Part:BBa_K5531008

pET-24a-PKG50-P4VP4

Sequence and Features

Assembly Compatibility:

10
COMPATIBLE WITH RFC[10]
12
INCOMPATIBLE WITH RFC[12]
Illegal NheI site found at 5062
Illegal NotI site found at 5120
21
INCOMPATIBLE WITH RFC[21]
Illegal BglII site found at 4957
Illegal BglII site found at 6432
Illegal BamHI site found at 5095
Illegal XhoI site found at 5129
23
COMPATIBLE WITH RFC[23]
25
INCOMPATIBLE WITH RFC[25]
Illegal NgoMIV site found at 137
Illegal NgoMIV site found at 3177
Illegal NgoMIV site found at 3337
Illegal NgoMIV site found at 4925
1000
COMPATIBLE WITH RFC[1000]

BBa_K5531008 (pET-24a-PKG50-P4VP4)

Construction Design

This targeted gene, PKG50-P4VP4 (BBa_K5531003), synthesized by a biotech company, contains proline-free heterotrimeric collagen-like protein motifs PKG fused with the P15VP4 protein. The pET24a (BBa_K5531005) serves as the vector. The homologous recombination method was employed for the construction of pET24a-PKG50-P4VP4 (BBa_K5531008).

Figure 1: Plasmid map of pET-24a-PKG50-P4VP4

Fig. 1. Plasmid map of pET-24a-PKG50-P4VP4

Experimental Approach

We isolated pET-24a vectors from bacterial solutions primarily by centrifugation. The vectors were then obtained from the remains in the absorption column. Subsequently, we linearized the vectors using restriction enzymes and conducted electrophoresis to analyze the products. The electrophoresis result displayed consistency toward the expected outcome (PKG50-P4VP4 is 2000 bp); we selected colonies and sent them directly for sequencing. Figure 2 shows the success of pET24a-PKG50-P4VP4 construction.

Figure 2: The results of pET24a-PKG50-P4VP4

Fig. 2. The results of pET24a-PKG50-P4VP4

Characterization/Measurement

Later, the plasmid pET-24a-PKG50-P4VP4 was transferred to E. coli DH5α to replicate. The extracted plasmid was transferred into E. coli BL21, which can help express His-PKG50-P4VP4. After the colony PCR of E. coli BL21 was finished and verified, the bacteria were cultured and treated with 0.2 mM IPTG, which can promote protein expression. After promoting the protein expression overnight, the protein was purified via His-tag Purification Resin and went through SDS-PAGE electrophoresis. The target protein PKG50-P4VP4 has a size of 68.1 kDa.

Figure 3: The expression of PKG50-P4VP4 using E. coli BL21.

Fig. 3. The expression of PKG50-P4VP4 using E. coli BL21.

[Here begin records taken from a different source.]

PR #4607, opened 2025-03-06
Chore: Close FDs on TestFileConsole to avoid issues on Win

joanlopez:
## What?

It closes the open file descriptors on the logger's output file on `TestFileConsole`. 

## Why?

Because, as discussed [here](https://github.com/grafana/k6/pull/4604#issuecomment-2703809796), that's what's causing that test to fail on Windows.

### DIFF
--- a/internal/js/console_test.go
+++ b/internal/js/console_test.go
@@ -378,7 +378,6 @@ func TestFileConsole(t *testing.T) {
 							f, err := os.CreateTemp(t.TempDir(), "") //nolint:forbidigo // fix with https://github.com/grafana/k6/issues/2565
 							require.NoError(t, err)
 							logFilename := f.Name()
-							defer os.Remove(logFilename) //nolint:errcheck,forbidigo // fix with https://github.com/grafana/k6/issues/2565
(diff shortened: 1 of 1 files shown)


internal/js/console_test.go
```diff
@@ -378,7 +378,6 @@ func TestFileConsole(t *testing.T) {
 							f, err := os.CreateTemp(t.TempDir(), "") //nolint:forbidigo // fix with https://github.com/grafana/k6/issues/2565
 							require.NoError(t, err)
 							logFilename := f.Name()
-							defer os.Remove(logFilename) //nolint:errcheck,forbidigo // fix with https://github.com/grafana/k6/issues/2565
```
joanlopez, line 381: I think this line is no longer required, as `t.TempDir()` is responsible, thanks to `t.Cleanup()` behavior, to completely remove the temporary directory created for this test, once it finishes. Right?

mstoykov: Seems reasonable - I did remove some lines like this from some places, but likely missed some as well

mstoykov (approved):

PR #4681, opened 2022-10-22
Fix dark mode layout for sorting in table layout

StfnSl:
Fixed display bug for dark mode.
Missing German translation added for sorting

### DIFF
--- a/packages/tables/resources/lang/de/table.php
+++ b/packages/tables/resources/lang/de/table.php
@@ -148,4 +148,27 @@ return [
 
     ],
 
+    'sorting' => [
+
+        'fields' => [
+
+            'column' => [
+                'label' => 'Sortieren nach',
+            ],
+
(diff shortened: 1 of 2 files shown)


danharrin:
Please send before / after screenshots of these changes

StfnSl:
> Please send before / after screenshots of these changes

Sorry for the late reply, here are the screenshots

before:
Screenshot_20221025_194313

after:
Screenshot_20221025_194520

pxlrbt:
> Fixed display bug for dark mode.

Why does this change light mode styling then?

StfnSl:
I used the same css classes as when displaying the rows.

danharrin:
How about the direction select?

StfnSl:
> How about the direction select?

Yes, I had overlooked that, but it has now been made up and provided with the same css classes

PR #4687, opened 2022-10-23
Create custom type for callbacks

NathanaelGT:
This PR is a implementation from this proposal https://github.com/filamentphp/filament/discussions/2639#discussioncomment-3104926


packages/forms/src/Callbacks/Callback.php
```diff
@@ -0,0 +1,13 @@
+<?php
+
+namespace Filament\Forms\Callbacks;
```
danharrin: Potentially we should just use `Filament\Forms` instead. Thoughts?

packages/forms/src/Callbacks/Callback.php
```diff
@@ -0,0 +1,13 @@
...
+
+use Filament\Forms\Components\Component;
+
+abstract class Callback
+{
+    public function __construct(
```
danharrin: Also I think this Callback class abstraction is too far, we can just put this constructor within Get and Set individually

packages/forms/src/Callbacks/Callback.php
NathanaelGT: Honestly I'm not sure about the best namespace for this

danharrin:
Thanks

PR #4690, opened 2022-10-23
Only render visible widgets

### LINKED ISSUE #4678: Hidden widgets still take up visible space
### Package

filament/filament

### Package Version

v2.16.36

### Laravel Version

v9.36.4

### Livewire Version

v2.10.7

### PHP Version

8.1.10

### Problem description

When a widget is set in the `getHeaderWidgets` array, but the widget's `canView` method returns false, the `filament-widgets-container` component is still present in the DOM, while it is empty, it still takes up visible vertical space, leading to an extra gap due to the grid layout.

Here is a side by side comparison
image

### Expected behavior

The empty container should not have been added, or it should have been added in a way that does not increase the height.

### 1: Clone repo

```
git clone git@github.com:caendesilva/filament-bug-repro.git
cd filament-bug-repro
composer install
php artisan migrate --seed
```

### 2: Log in and view demo page

Visit http://127.0.0.1:8000/admin/, log in with email `test@example.com` and password `password`

Visit Filament page "[broken](http://127.0.0.1:8000/admin/broken)" and visually compare it to "[expected](http://127.0.0.1:8000/admin/expected)". The content is further down on the broken page, leading to a visual inconsistency. The broken page has a widget that is hidden, whereas the expected page has no widgets.

### Quick links to reproduction files

See this commit for a quick overview https://github.com/caendesilva/filament-bug-repro/commit/028f646882f89c753db4c2d4e7f47628d8bdd1cb

### Reproduction repository

### Relevant log output

_No response_

zepfietje:


emmadesilva (approved):
Changes applied to the reproduction repository. Confirmed to be working perfectly!

packages/admin/src/Pages/Page.php
```diff
@@ -174,6 +174,11 @@ protected function getHeaderWidgets(): array
         return [];
     }
 
+    protected function getVisibleHeaderWidgets(): array
+    {
+        return static::getVisibleWidgets($this->getFooterWidgets());
```
maartenpaauw: shouldn't `getFooterWidgets` be `getHeaderWidgets`?

emmadesilva: Without having written the code, I would guess so. I don't think there is any reason to add complexity to also add extra checks for footer widgets, as the empty space won't be noticed there.

maartenpaauw: I just mean; the `getVisibleHeaderWidgets` method is returning the filtered footer widgets.

emmadesilva: Whoops, my mind is half-focused on some other code, sorry. Yeah, you're right, while the fix works I don't think this should return `getFooterWidgets()` either.

zepfietje: Good catch @maartenpaauw. Copy-paste issue. 😅

packages/admin/src/Pages/Page.php
```diff
@@ -184,6 +189,16 @@ protected function getFooterWidgets(): array
         return [];
     }
 
+    protected function getVisibleFooterWidgets(): array
+    {
+        return static::getVisibleWidgets($this->getFooterWidgets());
+    }
+
+    protected static function getVisibleWidgets(array $widgets): array
```
danharrin:
```suggestion
    protected function filterVisibleWidgets(array $widgets): array
```

danharrin (changes requested):

packages/admin/src/Pages/Page.php
zepfietje: Thanks, the `get` naming already felt out of place to me.

emmadesilva (approved):
New naming looks great

PR #4708, opened 2022-10-24
Docs: Fix broken link on Tables: Columns: Getting Started page

intrepidws:


danharrin:
How about ../actions

intrepidws:
Thanks for the note. I was wondering if that would work, but didn't know for sure. That's done.

PR #4742, opened 2022-10-28
Add wire target to login button

howdu:


pxlrbt:
Can you explain what this PR improves?

howdu:
Loading state on login button

zepfietje:
This PR is not needed as the loading indicator target is already grabbed from the `form` attribute of the button.

PR #4743, opened 2022-10-28
add on chart click event

yemenpoint:
i added on chart click event to chart widget

### DIFF
--- a/packages/admin/resources/views/widgets/chart-widget.blade.php
+++ b/packages/admin/resources/views/widgets/chart-widget.blade.php
@@ -1,6 +1,7 @@
 @php
     $heading = $this->getHeading();
     $filters = $this->getFilters();
+    $chart_name  = \Illuminate\Support\Str::slug($heading, "_");
 @endphp
 
 <x-filament::widget class="filament-widgets-chart-widget">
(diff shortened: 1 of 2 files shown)


zepfietje:
It seems like this can be achieved using the current API with `getOptions()` already?

yemenpoint:
> It seems like this can be achieved using the current API with `getOptions()` already?

no . u must add the script

zepfietje:
At least it should be refactored to also work when using `getOptions()` then.

yemenpoint:
> At least it should be refactored to also work when using `getOptions()` then.
what is your suggestion ! 
1- should i add it while getting options then options will never be null ?
I suggest  leave it like this 
if you customize options you add 
```
[
        "onClick" => \Illuminate\Support\Str::slug($this->getHeading(), "_")."clickEvent"
]
```
to options? what you think?

yemenpoint:
> At least it should be refactored to also work when using `getOptions()` then.

onClick take function name it cant be string 
```
{'onClick' : function_name} this works 
{'onClick' : "function_name"} this doesnt work
```
and json_encode is encoding function name to string 

so adding this will not solve the problem 
```
data_set(static::$options, "onClick", \Illuminate\Support\Str::slug($this->getHeading(), "_") . "clickEvent");
```

###  **what is your suggestion ??? **

danharrin:
Since the `chart-widget.blade.php` file is only 100 lines long, you could always copy it into your own blade file and then set the widget's `$view` to be the new view path. Then you can add the function yourself to the file without it being in core :)

I don't want to merge this PR because it does introduce quite alot of technical debt and inconsistency with how we handle things in other parts of Filament.

Maybe we will find a better solution in the future if you explain why you need the click event?

PR #4750, opened 2022-10-29
Fix: Add id for dom diff

### LINKED ISSUE #4680: Select all button still shows after selecting when filtered
### Package

filament/tables

### Package Version

2.16.36

### Laravel Version

9.36.4

### Livewire Version

2.10.6

### PHP Version

8.1.9

### Problem description

When select all searching and filtering result don't disappear Select All action

image

### Expected behavior

search or filter table then select all items when click on `Select All #` don't disappear .

### Steps to reproduce

Demo app tables for ex: https://demo.filamentphp.com/shop/products

### Reproduction repository

### Relevant log output

_No response_

awcodes:
Adds an id to force a dom update when $allRecordsCount changes. This is a know issue with x-show and livewire variables.

#4680

### DIFF
--- a/packages/tables/resources/views/components/selection-indicator.blade.php
+++ b/packages/tables/resources/views/components/selection-indicator.blade.php
@@ -16,7 +16,7 @@
 
     <span @class(['dark:text-white' => config('tables.dark_mode')]) x-text="window.pluralize(@js(__('tables::table.selection_indicator.selected_count')), selectedRecords.length, { count: selectedRecords.length })"></span>
 
-    <span id="record-count-{{ $allRecordsCount }}" x-show="{{ $allRecordsCount }} !== selectedRecords.length">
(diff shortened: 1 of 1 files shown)


zepfietje:
Shouldn't `wire:key` be used instead?

awcodes:
This is an issue with alpine not livewire. A wire key won't force the the span to change the variable inside x-show.

awcodes:
Just ran a test, after Dan told me he prefers wire:key, and wire:key had no effect on this when using a blade variable inside an x-show directive.

Seems like setting an id is the only way to get this to update properly in alpine.

danharrin:
Okay understood, but could you please make sure the ID follows the same structure as other wire:keys on the page? Because also it needs to be unique for multiple tables on the same page

awcodes:
Done. I think that's correct. Let me know if it's not.

danharrin:
Thanks!

PR #4756, opened 2022-10-30
Add square column option

leandrocfe:


zepfietje:
@leandrocfe, isn't it already square by default?

leandrocfe:
> @leandrocfe, isn't it already square by default?
Hi @zepfietje ! Take a look:

Normal:
image

Square:
image

zepfietje:
Would you use both in the same project?

I feel like rounding the square image borders is an opinionated style you could add using CSS. After all, square is the default already. Thoughts?

leandrocfe:
> Would you use both in the same project?
> 
> I feel like rounding the square image borders is an opinionated style you could add using CSS. After all, square is the default already. Thoughts?

@zepfietje The idea would be a new style that you can apply easily. But I agree with you.

zepfietje:
Yeah I get the goal, but would you use both in the same project, @leandrocfe?

If not, I don't see why we should add this as it's basically just an opinionated style for the square image.

zepfietje:
@leandrocfe, I misunderstood this PR, sorry.
Thought the image is square already, but it's actually rectangular (not necessarily square).

We can add `square()` but it shouldn't have rounded corners.

packages/tables/src/Columns/ImageColumn.php
```diff
@@ -153,9 +170,14 @@ public function getWidth(): ?string
         return $width;
     }
 
-    public function isRounded(): bool
```
danharrin, line 156: Please reintroduce this method & deprecate. Call `$this->isCircular()` internally. Also update docs if there are any?

leandrocfe:
> @leandrocfe, I misunderstood this PR, sorry. Thought the image is square already, but it's actually rectangular (not necessarily square).
> 
> We can add `square()` but it shouldn't have rounded corners.

@zepfietje It makes sense. Do you think that shadow and rounded can be options as well?

feature

And the user can control other attributes with extra attributes... What is your opinion? I'm not sure...

zepfietje:
I think shadow and rounding are too opinionated and specific to have dedicated properties for. We could add `filament-tables-image-column-circular` and `filament-tables-image-column-square` CSS class hooks to make it easier to style though.

leandrocfe:
> I think shadow and rounding are too opinionated and specific to have dedicated properties for. We could add `filament-tables-image-column-circular` and `filament-tables-image-column-square` CSS class hooks to make it easier to style though.

Nice! I agree 👍

zepfietje:
@danharrin this should be ready to go! 🚀

danharrin:
Thank you very much @leandrocfe @zepfietje

PR #4764, opened 2022-10-31
Normalize wire:keys in table mount action forms

awcodes:
Remove record based identifier from wire key in mounted table actions


danharrin:
I can't see any immediate problems with this... lets see if it breaks anything

PR #4782, opened 2022-11-01
[2.x] feature: allow ignoring policies in authorization checks

ryangjchandler:
Introduces a couple of new methods `Resource::ignorePolicies(bool $condition = true)` and `Resource::shouldIgnorePolicies()`.

Right now, Filament is auto-wired to check policies by default and the only way to change that behaviour is to override the `Resource::can()` method.

That process is a little tedious on each resource, even if you abstract that logic into a trait. This PR makes it as simple as calling `MyResource::ignorePolicies()` in a service provider, you could even do it for all resources by calling it on the base `Resource` class instead.

There are valid usecases for this, e.g. your policies are all wired up for the front-end and you're installing Filament into an existing application (my personal use case), but you don't want to modify your existing policies.

### DIFF
--- a/packages/admin/src/Resources/RelationManagers/RelationManager.php
+++ b/packages/admin/src/Resources/RelationManagers/RelationManager.php
@@ -52,6 +52,8 @@ class RelationManager extends Component implements Tables\Contracts\HasRelations
 
     protected static ?string $title = null;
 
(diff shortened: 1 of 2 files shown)


danharrin:
Is it worth adding this for RMs too?

ryangjchandler:
Yeah good point!

PR #4784, opened 2022-11-01
Added $default to askRequired in CanValidateInput

cheesegrits:
I'm using this in a package with some fairly complex commands, and it just makes for a much better experience if I can let them call the command with no args, then walk them through each one with sane defaults on the ask() prompts.

Couldn't find a test that covered this, and not experienced enough with tests to write one from scratch.  But tested by hand with and without a default on askRequired() and it worked fine.  If there is an existing test, point me at it and I'll extend it to cover this.

### DIFF
--- a/packages/support/src/Commands/Concerns/CanValidateInput.php
+++ b/packages/support/src/Commands/Concerns/CanValidateInput.php
@@ -7,9 +7,9 @@ use Illuminate\Support\Facades\Validator;
 
 trait CanValidateInput
 {
-    protected function askRequired(string $question, string $field): string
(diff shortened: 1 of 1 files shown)


packages/support/src/Commands/Concerns/CanValidateInput.php
```diff
@@ -7,9 +7,9 @@
 
 trait CanValidateInput
 {
-    protected function askRequired(string $question, string $field): string
+    protected function askRequired(string $question, string $field, string $default = ''): string
```
danharrin:
```suggestion
    protected function askRequired(string $question, string $field, ?string $default = null): string
```

PR #5476, opened 2023-01-15
Builder Containers reduce spacing between elements

howdu:
Size 12 is too big and not used anywhere else.


danharrin:
It's for the add button that sits between blocks. What does that look like at size 6?

howdu:
Updated to check if this create between is enabled.

PR #5478, opened 2023-01-15
Add color control to Repeater/Builder item create

howdu:


zepfietje:
@danharrin, can't we extract those to actions in v3?

danharrin:
Yeah I think so @zepfietje.

In which case, I will close this PR and extract to actions in v3.

Thanks for your contribution @howdu!

PR #5487, opened 2023-01-17
Fix Italian localization of dashboard title

xTalAlex:
In Italy, "Cruscotto" is used only for vehicles


zepfietje:
Thanks, @xTalAlex!

PR #5492, opened 2023-01-18
Callback support for NavigationItem badge

KaanTanis:
I needed callback for MenuItems defined via AppServiceProvider. I made a small contribution for this.

Now you can:
```php
NavigationItem::make('Test')
    ->setBadge(fn() => User::query()->count())
    ->setBadgeColor(fn() => User::query()->count() < 10 ? 'danger' : 'success')
    
// OR

NavigationItem::make('Test')
    ->setBadge(5)
    ->setBadgeColor('danger')
```

### DIFF
--- a/packages/admin/src/Navigation/NavigationItem.php
+++ b/packages/admin/src/Navigation/NavigationItem.php
@@ -3,7 +3,6 @@
 namespace Filament\Navigation;
 
 use Closure;
-use function PHPUnit\Framework\isInstanceOf;
 
 class NavigationItem
 {
@@ -104,7 +103,7 @@ class NavigationItem
         return $this;
     }
 
-    public function setBadge(string|Closure $callback): static
+    public function setBadge(string | Closure $callback): static
     {
         $this->badge = $callback instanceof Closure
             ? $callback()
@@ -118,7 +117,7 @@ class NavigationItem
         return $this->badge;
     }
 
-    public function setBadgeColor(string|Closure $callback): static
+    public function setBadgeColor(string | Closure $callback): static
     {
         $this->badgeColor = $callback instanceof Closure
             ? $callback()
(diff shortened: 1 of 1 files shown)


danharrin:
Thanks, but I don't understand the value of this. It's identical to `->badge(User::query()->count())`

KaanTanis:
> Thanks, but I don't understand the value of this. It's identical to `->badge(User::query()->count())`

Ooh, I actually needed something else. This was just an example.
I can't think of any other way. That's why I did this :)

For my usage:
```php
->setBadge(function () {
    if (Cache::has('artists_count')) {
        return Cache::get('artists_count');
    } else {
        $count = User::query()->whereHas('roles', function (Builder $query) {
            $query->where('name', 'artist');
        })->count();
        Cache::put('artists_count', $count, now()->addMinutes(30));
        return $count;
    }
})
```

zepfietje:
We shouldn't introduce new setter methods here.
Though, updating the signature on the current `badge()` method would be a breaking change, @danharrin?

danharrin:
Sorry, but the example you posted can also be done without a callback like this. The callback is executed immediately, so there's no difference in just passing the result of your cache to the badge directly:

```php
->badge(value(function () {
    if (Cache::has('artists_count')) {
        return Cache::get('artists_count');
    } else {
        $count = User::query()->whereHas('roles', function (Builder $query) {
            $query->where('name', 'artist');
        })->count();
        Cache::put('artists_count', $count, now()->addMinutes(30));
        return $count;
    }
}))
```

austincarpenter:
@KaanTanis you can simplify this significantly to:
```php
Cache::remember(
    'artists_count',
    now()->addMinutes(30),
    fn () => User::whereRelation('roles', 'name', 'artist')->count()
);
```

PR #5497, opened 2023-01-18
 Default currency in money format

ashleyhood:
This currently doesn't work in production. When configs are cached then env() method will always return `null` and therefore the default option will always be selected.

https://laravel.com/docs/9.x/deployment#optimizing-configuration-loading

I have notified [akaunting/laravel-money](https://github.com/akaunting/laravel-money/issues/75) and suggested that they add a `default_currency` to their config.

### DIFF
--- a/packages/tables/src/Columns/Concerns/CanFormatState.php
+++ b/packages/tables/src/Columns/Concerns/CanFormatState.php
@@ -135,7 +135,7 @@ trait CanFormatState
             }
 
             if (blank($currency)) {
-                $currency = env('DEFAULT_CURRENCY', 'USD');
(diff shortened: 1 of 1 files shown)


danharrin:
Please reopen the PR when the config option gets merged into https://github.com/akaunting/laravel-money, but since it doesn't work right now I'm not going to merge it

For now, just pass in the currency manually

ashleyhood:
I understand why you would close this but it still is bad practice to use the `env()` function outside of config files.

If passing in the currency manually is the solution, then why not just remove the `env()` function altogether and default to 'USD'?

danharrin:
Because at least this way, it works on some machines. And we can replace it with the config option when available.

PR #5507, opened 2023-01-20
✨ Add `CanAssignColumnOrder` to `Filament\Forms\Components\Component`

juliomotol:
This PR aims to add column order assignment to Form components.

The parameter convention is the same as you would in `columnSpan()`.

```php
$component->columnOrder(1);     // order-1
$component->columnOrder([
    "sm" => null,               // `no order style applied`
    "md" => 1,                  // md:order-1
    "lg" => "last",             // lg:order-last
]);
$component->columnOrderFirst(); // order-first
$component->columnOrderLast();  // order-last
$component->columnOrderNone();  // order-none
```


juliomotol:
@zepfietje Any idea on when this would be released?

zepfietje:
After we've found the time to review the PR. 👍

danharrin:
@zepfietje @awcodes @pxlrbt serious question here... do we want to be introducing this many new Tailwind classes to every single Filament build?

danharrin:
TLDR - 90 new classes

danharrin:
Maybe there's a way to do this with inline styles and CSS variables... I bet we can cut this down to just 5 or 6 new classes. What do you think @juliomotol?

danharrin:
Also @juliomotol I would understand a feature for something like col-start and col-end classes... but what exactly is this feature useful for? Can you give us an example use case?

pxlrbt:
The fixed Tailwind classes aren't good anyway. What if someone has more than 12 columns? What if I need `-1`? A CSS var would be more flexible here. It's just a bit more noise in the codebase since you'd need a `<style>` tag for every column to make the breakpoints work, right?

zepfietje:
> Also @juliomotol I would understand a feature for something like col-start and col-end classes... but what exactly is this feature useful for? Can you give us an example use case?

I'm wondering if the same thing can be achieved using col-start and -end...

juliomotol:
> Maybe there's a way to do this with inline styles and CSS variables... I bet we can cut this down to just 5 or 6 new classes

Let me see what I can do.

> I would understand a feature for something like col-start and col-end classes... but what exactly is this feature useful for? Can you give us an example use case?

Say I have 3 cards in my form where the order in the desktop view is 1-2-3. Then for mobile, I want to display it as 1-3-2:

Untitled-2023-01-30-1550

zepfietje:
> Say I have 3 cards in my form where the order in the desktop view is 1-2-3. Then for mobile, I want to display it as 1-3-2:
> 
> Untitled-2023-01-30-1550

I think I've got a solution that might work for you:
Define the cards in the order `[1, 3, 2]` (I suppose 4 in the mobile design should be 2?).
Then set `sm:col-span-full` for card 1, `sm:col-start-1` for card 2, `sm:col-start-2` for card 3.

Could you try this and let us know if it works, @juliomotol?

awcodes:
IMHO this level of customization might be best handled in a stylesheet. Is there ever a situation where this wouldn't be specific to an individual app?

juliomotol:
> Could you try this and let us know if it works, @juliomotol?

Given the following schema:

```php
$form
    ->schema([
        Forms\Components\Section::make('Section 1')
            ->schema([
                Forms\Components\TextInput::make('Foo')
            ])
            ->columnSpanFull(),
        Forms\Components\Section::make('Section 3')
            ->schema([
                Forms\Components\TextInput::make('Foo')
            ])
            ->columnSpan(1),
        Forms\Components\Section::make('Section 2')
            ->schema([
                Forms\Components\TextInput::make('Foo')
            ])
            ->columnSpan(2),
    ])
    ->columns(3)
 ```

## Here is what it initially looks like:
image

## Now, adding a `grid-column-start` on the Section 2 and 3's grid column wrapper:
image
image
> Even putting `grid-column-start: 3` on Section 3 forces Section 2 to be on a new line.

## Then adding a `grid-column-end: 1` on the Section 3's grid column wrapper:
image
image
> There was a prompt on the CSS property saying "The **display: block** property prevents grid-column-end from having an effect"

**Comment by juliomotol** [comment]
> IMHO this level of customization might be best handled in a stylesheet. Is there ever a situation where this wouldn't be specific to an individual app?

The problem here is that the form component is wrapped in a `filament-support::grid.column` component within the `filament-forms::component-container`. I don't think you can style a parent element from a child (if my memory serves me right, haven't dealt with any major FE for a while now)

**Comment by zepfietje** [comment]
@juliomotol, your example can be fixed by using `grid-flow-dense` probably.

**Comment by awcodes** [comment]
@juliomotol you can just do this, then target the grid anyway you want with CSS.

```php
$form
    ->schema([
        Forms\Components\Grid::make(3)
            ->extraAttributes(['class' => 'custom-grid-layout'])
            ->schema([
                Forms\Components\Section::make('Section 1')
                    ->schema([
                        Forms\Components\TextInput::make('Foo')
                    ])
                    ->columnSpanFull(),
                Forms\Components\Section::make('Section 3')
                    ->schema([
                        Forms\Components\TextInput::make('Foo')
                    ])
                    ->columnSpan(1),
                Forms\Components\Section::make('Section 2')
                    ->schema([
                        Forms\Components\TextInput::make('Foo')
                    ])
                    ->columnSpan(2),
            ])
    ]);
```

zepfietje:
Solution I propose:

- Create a `columnStart()` API (https://twitter.com/zepfietje/status/1592126953632718850).
- Create a `dense()` API to control whether grid items should flow into empty cells.

@juliomotol, could you manually try this solution by adding `grid-flow-dense` to your grid?

juliomotol:
Well, that works.
image
image

IMO, this seems to need much more cognition as I'll need to count how many columns I have (which could vary for every breakpoints) and `columnSpan()` of every other components and only then I can base my `columnStart()` from that and I'll also need to make sure that I add a `dense()` on the grid wrapper. Where on the other hand, with `columnOrder()`, I could just count the component and its siblings and base the order from that.

Going back to the 1-2-3 desktop and 1-3-2 mobile example, if only want 2 and 3 to swap places on different breakpoints, I could just wrap them in a `Grid` and I could simply apply `columnOrderFirst()` or `columnOrderLast()` on any of them and forces 1 to always lead after them.

You might think that "What if I just place a `col-start-1` on Section 2 to force it after Section 3". I tried, and it still forces Section 2 on a new line.
image
image

Let me know your thoughts.

danharrin:
Hey, while I understand there is a legitimate use case for this, I feel like the feature has too much footprint for too few use cases, where custom CSS also works. Maintaining it would create struggle and increase the size of the CSS build dramatically. Thanks for the PR.

PR #5526, opened 2023-01-23
Fix `support::button` loading indicator when using action params

jacksleight:
The `<x-filament-support::button>` component adds a loading indicator if you're using `wire:click`, with the action copied over to `wire:target`. However if the action includes parameters (`wire:click="refresh(123)"`) the automatic `wire:target` breaks as that should just be the action name without the brackets and parameters.

This PR fixes that by setting `$loadingIndicatorTarget` to the value only up to the end of the action name.

### DIFF
--- a/packages/support/resources/views/components/button.blade.php
+++ b/packages/support/resources/views/components/button.blade.php
@@ -63,7 +63,7 @@
     $hasLoadingIndicator = filled($attributes->get('wire:target')) || filled($attributes->get('wire:click')) || (($type === 'submit') && filled($form));
 
     if ($hasLoadingIndicator) {
-        $loadingIndicatorTarget = html_entity_decode($attributes->get('wire:target', $attributes->get('wire:click', $form)), ENT_QUOTES);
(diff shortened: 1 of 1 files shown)


danharrin:
Thanks

jackwh:
@jacksleight Unfortunately this causes pages with multiple action buttons to lose their loading target specificity.

On pages where `getActions()` defines several buttons, the value of `$loadingIndicatorTarget` gets set to `mountAction('action-x')`, `mountAction('action-y')`, `mountAction('action-z')` etc. — so this change causes every button to just target `mountAction`.

This affects actions which open modals or which return closures.

Screenshot 2023-02-04 at 17 08 52

jacksleight:
Ah whoops, this is obviously wrong. I'll submit a PR to revert.

Confused why the indicators aren't working here though, removing the params bit from `wire:target` was the only way to make them work. 🤔

jackwh:
@jacksleight no worries... I just put one in already, see here: https://github.com/filamentphp/filament/pull/5614

PR #5538, opened 2023-01-25
Get resource class from service container

howdu:
This allows for overwriting a resource registered in another package. E.g 
```php
$this->app->alias(\App\Filament\Resources\NavigationResource::class, \RyanChandler\FilamentNavigation\Filament\Resources\NavigationResource::class);
```


danharrin:
Thanks, but this change isn't gonna fully replace the resource. For example, navigation and routing will all use the original resource. I think it's the responsibility of the plugin author to allow their resources to be deregistered and overridden.

PR #5539, opened 2023-01-25
Account for unauthenticated users in action authorization

zepfietje:
`$user` can be `null` if user is unauthenticated.
Instead of throwing an exception, we now return `false` from `isAuthorized()`.


zepfietje:
Maybe we should actually handle this differently, @danharrin. Policies allow for methods where the user is nullable.

I think we should call `Gate::check()` instead of `$user->can()`?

Characterization of Collagen Oligomers

Collagen of the C-D-E-VP4 complex (in a 1:1:1 ratio) was diluted to a concentration of 0.5 mg/mL and incubated at 37°C for 1 hour before undergoing native-PAGE and SEC analysis. As illustrated in Figure 4, the samples were divided into two distinct clusters: high-molecular-weight and low-molecular-weight states. Each cluster contained multiple bands, indicative of varying degrees of proline hydroxylation. Based on the construct design, we hypothesized that the high-molecular-weight clusters represented the trimer assemblies, while the low-molecular-weight clusters corresponded to the monomers. This hypothesis was confirmed by the SEC analysis, as depicted in Figure 4. The peaks for the C-D-E-VP4 complex also ranged from 0.5 to 0.8 CV, with the prominent peaks at 0.57 CV, 0.68 CV, 0.72 CV, and 0.77 CV, indicating a trimer at 0.57 CV and the other peaks corresponding to the monomers of C, D, and E.

Figure 4: Native-PAGE analysis of oligomeric states of collagen C-D-E complex.

Fig. 4. Native-PAGE analysis of oligomeric states of collagen C-D-E complex (left); Size exclusion chromatographic (SEC) analysis of oligomeric states of collagen C-D-E complex (right).

References

[1] Gauba V, Hartgerink JD. Self-assembled heterotrimeric collagen triple helices directed through electrostatic interactions. J Am Chem Soc. 2007 Mar 7;129(9):2683-90.
[2] Liu Zezhong; Zhou Jie; Zhu Yun; Lu Lu; Jiang Shibo; School of Basic Medical Sciences, Fudan University; Department of Pharmacology, School of Pharmacy, Fudan University; Institute of Biophysics, Chinese Academy of Sciences.